The Brault revelations may play out in supplementary ways. There are aspects of the case that have yet to be examined. Perhaps the most interesting is the role played by separatists in bringing this story to light. It would seem the revelations we are now hearing while they may be true enough in themselves are being made by men whose own sympathies are with the Bloc Qu?b?cois. What will we find behind their testimony? My guess is a certain amount of shadow-boxing between Liberals and Bloquistes whose common interest has been in sustaining each other each as the other's necessary adversary in the "national unity" political game.
Frankly if I were a Liberal today -- my reader will find this hard to imagine -- I would be very eager to get out of power. The party needs to rebuild from scratch and it were better for them to have the Conservatives floundering over methods of prosecuting their innumerable bad eggs.
Prime Minister Martin may think he is man enough to mount the boldest damage-control operation in modern Canadian political history.
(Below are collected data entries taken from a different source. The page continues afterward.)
PR #621, opened 2023-10-18
OTBN: Make AK_mem more precise

sarranz:
In OTBN instructions can only use absolute memory addresses, except for the one instruction whose only purpose is to compute PC relative addresses. I think this way of making the distinction would lead to clearer errors, let me know if you think just checking at the end is better.


sarranz:
I will see if this can be solved together with some other issue we discussed with Benjamin.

But I don't think even his predecessor could pull off bluster on that scale. Sir John A. Macdonald alone was up to such a task in the much different political environment of the 19th century. And even he had to cool his heels in opposition for one full term while some dweeb named Alexander Mackenzie proved to everyone's satisfaction that he could not govern.
The personages of the Liberal backrooms may be cynical enough to think Canadians will let them get away with anything. I suppose given our recent history there is a chance they could be right. I'm looking around Ontario however and I don't like their chances. We came within an inch of deep-sixing them last June don't ask us again.
Only one connexion remains to be made in the public mind about our perpetual ruling party. It is the connexion between what has been emerging in the Gomery Inquiry and the issue of same-sex marriage. It is a connexion that the leader of the opposition Stephen Harper is beginning to make. The picture of moral squalor may be viewed through either lens -- and a large majority of the electorate is about as enthusiastic for the destruction of the institution of marriage as it is for Adscam.
This is a government that has in the arrogance of power lost sight of the elementary standards of decency that still pertain among a considerable portion of the Canadian electorate. Unbeknown to the Liberals we are still capable of being grossed out. The fact that at least two Liberal MPs are currently musing about crossing the floor should help bring this home to them.
One of the non-mysteries of life is how corruption spreads -- not merely from one person to another but from one area of activity to another. It may seem pure coincidence to some that the party that is ramming same-sex marriage down our throats is also the party of Adscam. And call me a neanderthal for mentioning it: but I am confident it is exactly what's on the mind of many of the Liberal Party's own supporters.